- Longowal Location in Punjab, India Longowal Longowal (India)
- Coordinates: 30°13′00″N 75°41′00″E﻿ / ﻿30.2167°N 75.6833°E
- Country: India
- State: Punjab
- District: Sangrur
- Founded by: Baba Alla Singh

Government
- • Type: Municipality / A BIG OLD Village
- • Body: Longowal Municipality<Longowal

Area
- • Total: 54 km^{2} (21 sq mi)
- • Rank: 34th

Population (2011)
- • Total: 42,346
- • Rank: 19th
- • Density: 780/km^{2} (2,000/sq mi)

Languages
- • Official: Punjabi
- Time zone: UTC+5:30 (IST)
- PIN: 148106

= Longowal =

Longowal is a town with municipal council in Sangrur district in the Indian state of Punjab.

==Overview==
Longowal village was first brought into existence by Baba Alla ji Singh, in whose name a very old Gurudwara is still running in its original place, now almost at the centre of the village.

This village has been the 3rd largest village within Punjab for half a century and has been run by a municipality since the 1950s. There used to be a Granthi named Harchand Singh from a neighbouring village who used to organise Kirtans in the area. He became very popular by the name Sant Harchand Singh Longowal because he moved to Longowal in early 1940s and became president ("Pardhan") of most of the Gurudwars of Longowal. He associated with another well known and outgoing Hindu business man Lala Bantram of "Balle ka lana - family" being the old inhabitants of this village, and these two had a keen interest in the development of Longowal village in 1950s. They liaised with the government to have the village connected by road, get the first health centre established at Gurudwara Shaheed Bhai Mani Singh (the only Gurudware out of 7 in the town which is pure white), get a high school sanctioned and a new community school building established with efforts from all villagers. Postal services were also improved.

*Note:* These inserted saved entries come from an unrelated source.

PR #3447, opened 2025-06-08
Add debugging `ContractData`

ksew1:
Towards #3355

commit-id:8a2d36a8

---

**Stack**:
- #3451
- #3449
- #3448
- #3447 ⬅

### DIFF
--- a/crates/debugging/src/contracts_data.rs
+++ b/crates/debugging/src/contracts_data.rs
@@ -1,0 +1,67 @@
+use crate::trace::types::{ContractName, Selector};
+use cheatnet::runtime_extensions::forge_runtime_extension::contracts_data::ContractsData as CheatnetContractsData;
+use rayon::iter::IntoParallelRefIterator;
+use rayon::iter::ParallelIterator;
+use starknet::core::types::contract::{AbiEntry, SierraClass};
+use starknet_api::core::{ClassHash, EntryPointSelector};
+use std::collections::HashMap;
+
+/// Data structure containing information about contracts,
+/// including their ABI, names, and selectors that will be used to create a [`Trace`](crate::Trace).
+pub struct ContractsData {
+    abi: HashMap<ClassHash, Vec<AbiEntry>>,
+    contract_names: HashMap<ClassHash, ContractName>,
+    selectors: HashMap<EntryPointSelector, Selector>,
+}
+
+impl ContractsData {
+    /// Creates a new instance of [`ContractsData`] from a similar structure from `cheatnet`: [`CheatnetContractsData`].
+    #[must_use]
+    pub fn new(cheatnet_contracts_data: &CheatnetContractsData) -> Self {
+        let contract_names = cheatnet_contracts_data
+            .class_hashes
+            .iter()
+            .map(|(name, class_hash)| (*class_hash, ContractName(name.clone())))
+            .collect();
+
+        let selectors = cheatnet_contracts_data
+            .selectors
+            .iter()
+            .map(|(selector, function_name)| (*selector, Selector(function_name.clone())))
+            .collect();
+
+        let abi = cheatnet_contracts_data
+            .contracts
+            .par_iter()
+            .map(|(_, contract_data)| {
+                let sierra = serde_json::from_str::<SierraClass>(&contract_data.artifacts.sierra)
+                    .expect("this should be valid `SierraClass`");
+                (contract_data.class_hash, sierra.abi)
+            })
+            .collect();
+
+        Self {
+            abi,
+            contract_names,
+            selectors,
+        }
+    }
+
+    /// Gets the [`ContractName`] for a given contract [`ClassHash`].
+    #[must_use]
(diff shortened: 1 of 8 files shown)


crates/debugging/src/contracts_data.rs
```diff
@@ -0,0 +1,67 @@
...
+use starknet::core::types::contract::{AbiEntry, SierraClass};
+use starknet_api::core::{ClassHash, EntryPointSelector};
+use std::collections::HashMap;
+
+/// Data structure containing information about contracts,
+/// including their ABI, names, and selectors that will be used to create a [`Trace`](crate::Trace).
+pub struct ContractsData {
+    abi: HashMap<ClassHash, Vec<AbiEntry>>,
+    contract_name: HashMap<ClassHash, ContractName>,
+    selectors: HashMap<EntryPointSelector, Selector>,
```
franciszekjob: These names are mix of singular and plural, let's unify it (most likely plural).

crates/debugging/src/contracts_data.rs
```diff
@@ -0,0 +1,67 @@
...
+}
+
+impl ContractsData {
+    /// Creates a new instance of [`ContractsData`] from a similar structure from `cheatnet`: [`CheatnetContractsData`].
+    #[must_use]
+    pub fn new(cheatnet_contracts_data: &CheatnetContractsData) -> Self {
+        let contract_name = cheatnet_contracts_data
```
franciszekjob: Same remark as above

crates/debugging/src/contracts_data.rs
```diff
@@ -0,0 +1,67 @@
...
+            .iter()
+            .map(|(selector, function_name)| (*selector, Selector(function_name.clone())))
+            .collect();
+
+        let abi = cheatnet_contracts_data
+            .contracts
+            .par_iter()
+            .map(|(_, contract_data)| {
+                let sierra = serde_json::from_str::<SierraClass>(&contract_data.artifacts.sierra)
+                    .expect("this should be valid SierraClass");
```
franciszekjob: nit:
```suggestion
                    .expect("this should be valid `SierraClass`");
```

crates/debugging/src/contracts_data.rs
ksew1: Went with plural except `abi`, because `abis`seems weird

crates/debugging/src/contracts_data.rs
```diff
@@ -0,0 +1,67 @@
...
+        }
+    }
+
+    /// Gets the [`ContractName`] for a given contract [`ClassHash`].
+    #[must_use]
+    pub fn get_contract_name(&self, class_hash: &ClassHash) -> Option<&ContractName> {
+        self.contract_names.get(class_hash)
+    }
+
+    /// Gets the `abi` for a given contract [`ClassHash`].
```
franciszekjob, line 56:
```suggestion
    /// Gets the [`AbiEntry`] for a given contract [`ClassHash`].
```

franciszekjob (approved):

crates/debugging/src/contracts_data.rs
ksew1: This is actually `&[AbiEntry]` but this won't work as a link so that's why i made this  `abi`

crates/debugging/src/lib.rs
```diff
@@ -1,11 +1,13 @@
 //! Crate with debugging utilities in forge.
 //!
-//! Currently, the only option that this crate gives is displaying pretty traces.
+//! Currently, the main purpose of this carate is displaying pretty traces.
```
ddoktorski:
```suggestion
//! Currently, the main purpose of this crate is displaying pretty traces.
```

crates/debugging/src/trace/collect.rs
```diff
@@ -159,6 +144,14 @@ impl<'a> Collector<'a> {
             },
         })
     }
+
+    fn class_hash(&self) -> &ClassHash {
+        self.call_trace
+            .entry_point
+            .class_hash
+            .as_ref()
+            .expect("class_hash should be set in `fn execute_call_entry_point` in cheatnet")
```
ddoktorski, line 153: This message doesn't seem to be fully accurate as `class_hash` is set in `execute_call_entry_point` after updating the call trace. But in general, is it ever possible for `class_hash` to be `None`?

ksew1: > This message doesn't seem to be fully accurate as class_hash is set in execute_call_entry_point after updating the call trace.

What do you mean by that?

> But in general, is it ever possible for class_hash to be None?

Afaik for mock calls it is not set

ddoktorski: > What do you mean by that?

Alright, I missed that part that it is indeed set there. I thought we only set this not directly in `enter_nested_call`, nevermind then.

ddoktorski (approved):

Following all the improvements mentioned above, the village came into prominence and so did Sant Harchand Singh Longowal who then became actively involved in the politics of Punjab. Village Longowal earned repute at the national level when the central government set up the Sant Longowal Institute of Engineering and Technology.

==Demographics==

As of 2001 India census, Longowal had a population of 20,269. Males constitute 55% of the population and females 45%. Longowal has an average literacy rate of 52%, lower than the national average of 59.5%: male literacy is 56%, and female literacy is 46%. In Longowal, 13% of the population is under 6 years of age.

Population of longowal is increasing and sewerage system is being laid.